Perez v. State

Decision Date29 September 2011
Docket Number2009.,Sept. Term,No. 2000,2000
PartiesJuan Maximo PEREZv.STATE of Maryland.
CourtCourt of Special Appeals of Maryland

OPINION TEXT STARTS HERE

Piedad Gomez (Paul B. DeWolfe, Public Defender, on the brief), Baltimore, MD, for Appellant.Jeremy M. McCoy (Douglas F. Gansler, Atty. Gen., on the brief), Baltimore, MD, for Appellee.Panel: WRIGHT, MATRICCIANI, FREDERICK J. SHARER, (Retired, Specially Assigned), JJ.MATRICCIANI, J.

Juan Maximo Perez, appellant, was convicted by a jury sitting in the Circuit Court for Montgomery County of child sexual abuse and fourth degree sexual offense against his fourteen-year-old step-daughter, Giselle D. He was sentenced to ten years of imprisonment, with five years suspended in favor of five years of supervised probation, for the child sexual abuse conviction. His remaining conviction merged at sentencing.

Appellant noted a timely appeal and presents one question for our review: “Did the trial court err in its response to a jury question?” We answer in the negative and therefore shall affirm the judgment of the circuit court.

FACTS AND PROCEEDINGS

At trial, Giselle D. testified to the following. On December 29, 2008, her mother, Frances Pena, forced her to take a home drug test after finding marijuana in her bedroom. The test result was positive. Giselle's mother threatened to give the test to police as a punishment, but never did so.

Later that evening, appellant entered the bathroom while Giselle was inside preparing for bed. He told her, “I'll throw away this drug test if you let me prove that you're a virgin.” Appellant explained that he would test her virginity by “put[ting] his finger inside of [her].” He then threatened, “I don't think you are, so I'm going to tell your mom that you're not if you don't let me do this.”

Giselle was uncomfortable and confused about what to do. However, she decided to let appellant test her virginity for fear of getting into trouble with her mother or police. She explained at trial, “I didn't want it. I didn't want him to do it and then I felt really bad about it but I just didn't want to get in any more trouble than I already was.” Appellant proceeded to digitally penetrate Giselle's vagina. Giselle became more uncomfortable and said to appellant, “Stop ... please don't do that anymore. I'm really uncomfortable, you know, you don't, you shouldn't have to do this.” He responded, “No, come on. It's all right, you know, I need to test this then you'll be out of trouble or something[.] Giselle again told appellant to stop, but he kept trying to convince her to let him continue the “test.” Finally, Giselle pulled away and exited the bathroom.

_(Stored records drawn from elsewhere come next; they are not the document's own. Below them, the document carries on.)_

PR #964, opened 2023-02-07
change sval from notation to definition

affeldt-aist:

I noticed that the `sval` notation prints as `@sval`, exhibiting its contents.
It therefore clutters the local context and in practice users are tempted to use `projT1` instead.
Maybe it is not the original intent. `sval` may be more useful as a definition (like `s2val`).
Hence this PR.

##### Things done/to do


affeldt-aist:
NB: the `sval` theory is duplicated in `ssrfun.v`.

Even later that evening, appellant sat beside Giselle while she was sitting on the sofa watching television and began asking if she and her friends would engage in sexual acts with him in exchange for money. She told him no. The next day, appellant attempted to continue the conversation with her. He also offered to allow her to drink beer with him in his bedroom. She declined his invitation.

Later that day, appellant again broached the subject. This time, however, he also placed his hand inside of Giselle's pajamas and touched the outside of her vagina. After Giselle recoiled to the other end of the couch, appellant left, telling her, “Well I'll give you some time to think about it, and I'll come back later.” Giselle ran to Teresa Rivas's house, who was a friend of her mother. Giselle told Rivas what appellant had done and called her mother. At her mother's suggestion, Giselle called the police. The police set up a recorded telephone call between Giselle and appellant in an attempt to get him to admit to the sexual contact. Giselle's mother was home by that time, however, and appellant made no admissions.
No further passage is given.